▶ **Work order**:
Going down the data below, set down exactly the line with "export succeeded and" and each line after it through the line with "These affect the"; no other lines.

(Stored items)
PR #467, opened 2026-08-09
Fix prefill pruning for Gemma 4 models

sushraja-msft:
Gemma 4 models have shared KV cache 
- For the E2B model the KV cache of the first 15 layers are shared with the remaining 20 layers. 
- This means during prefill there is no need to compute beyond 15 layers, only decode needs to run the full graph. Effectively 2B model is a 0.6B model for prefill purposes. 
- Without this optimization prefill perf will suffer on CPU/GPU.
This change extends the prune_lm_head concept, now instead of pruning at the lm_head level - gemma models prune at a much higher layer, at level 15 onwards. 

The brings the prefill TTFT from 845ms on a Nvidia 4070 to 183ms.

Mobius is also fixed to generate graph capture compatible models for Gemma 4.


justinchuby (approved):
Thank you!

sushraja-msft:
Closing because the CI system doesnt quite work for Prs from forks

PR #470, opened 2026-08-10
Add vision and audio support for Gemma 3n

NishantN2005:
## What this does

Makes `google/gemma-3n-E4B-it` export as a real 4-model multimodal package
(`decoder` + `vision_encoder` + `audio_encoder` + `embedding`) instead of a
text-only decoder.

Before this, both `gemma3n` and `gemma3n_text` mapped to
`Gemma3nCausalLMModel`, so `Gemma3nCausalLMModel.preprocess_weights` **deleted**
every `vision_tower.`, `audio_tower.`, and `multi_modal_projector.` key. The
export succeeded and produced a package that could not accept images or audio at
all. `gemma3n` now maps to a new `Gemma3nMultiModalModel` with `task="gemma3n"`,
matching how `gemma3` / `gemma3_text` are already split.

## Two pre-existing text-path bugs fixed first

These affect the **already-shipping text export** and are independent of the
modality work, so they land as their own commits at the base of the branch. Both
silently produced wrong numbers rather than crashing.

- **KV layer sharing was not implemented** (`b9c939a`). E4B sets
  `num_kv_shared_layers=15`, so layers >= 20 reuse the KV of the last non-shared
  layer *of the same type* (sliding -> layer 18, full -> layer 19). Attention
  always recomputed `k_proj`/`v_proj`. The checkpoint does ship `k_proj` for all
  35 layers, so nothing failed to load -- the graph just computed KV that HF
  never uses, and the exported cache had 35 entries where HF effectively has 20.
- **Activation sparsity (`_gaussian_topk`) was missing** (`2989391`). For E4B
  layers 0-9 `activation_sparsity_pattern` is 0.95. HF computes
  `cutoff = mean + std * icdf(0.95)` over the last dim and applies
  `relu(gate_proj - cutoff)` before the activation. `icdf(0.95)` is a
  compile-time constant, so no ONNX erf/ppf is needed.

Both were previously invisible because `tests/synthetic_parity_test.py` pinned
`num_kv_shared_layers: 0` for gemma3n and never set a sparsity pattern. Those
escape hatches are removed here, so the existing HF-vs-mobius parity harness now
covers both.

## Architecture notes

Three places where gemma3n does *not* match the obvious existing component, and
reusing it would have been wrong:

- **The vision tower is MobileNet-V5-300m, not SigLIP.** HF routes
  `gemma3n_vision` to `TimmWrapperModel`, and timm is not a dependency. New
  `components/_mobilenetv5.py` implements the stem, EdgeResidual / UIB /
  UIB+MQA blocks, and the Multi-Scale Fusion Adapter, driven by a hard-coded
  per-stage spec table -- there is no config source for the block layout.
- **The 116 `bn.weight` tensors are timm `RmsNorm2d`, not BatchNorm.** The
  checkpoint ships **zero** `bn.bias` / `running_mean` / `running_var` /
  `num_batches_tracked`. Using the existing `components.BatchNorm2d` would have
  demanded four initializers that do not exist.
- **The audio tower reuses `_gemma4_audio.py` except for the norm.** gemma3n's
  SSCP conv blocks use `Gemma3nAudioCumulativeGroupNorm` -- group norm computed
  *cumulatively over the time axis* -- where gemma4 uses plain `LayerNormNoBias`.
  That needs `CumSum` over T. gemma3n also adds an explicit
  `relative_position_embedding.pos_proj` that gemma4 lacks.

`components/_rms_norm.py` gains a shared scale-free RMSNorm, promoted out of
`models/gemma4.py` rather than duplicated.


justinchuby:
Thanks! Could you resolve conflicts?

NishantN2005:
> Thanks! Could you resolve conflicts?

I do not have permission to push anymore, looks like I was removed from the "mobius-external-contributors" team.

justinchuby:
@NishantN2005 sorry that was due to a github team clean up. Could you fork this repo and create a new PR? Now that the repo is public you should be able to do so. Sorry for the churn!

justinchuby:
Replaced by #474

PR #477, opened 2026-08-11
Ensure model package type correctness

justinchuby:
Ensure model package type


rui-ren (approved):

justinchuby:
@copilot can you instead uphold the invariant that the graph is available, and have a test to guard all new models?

▶ **Expected answer**:
export succeeded and produced a package that could not accept images or audio at
all. `gemma3n` now maps to a new `Gemma3nMultiModalModel` with `task="gemma3n"`,
matching how `gemma3` / `gemma3_text` are already split.

## Two pre-existing text-path bugs fixed first

These affect the **already-shipping text export** and are independent of the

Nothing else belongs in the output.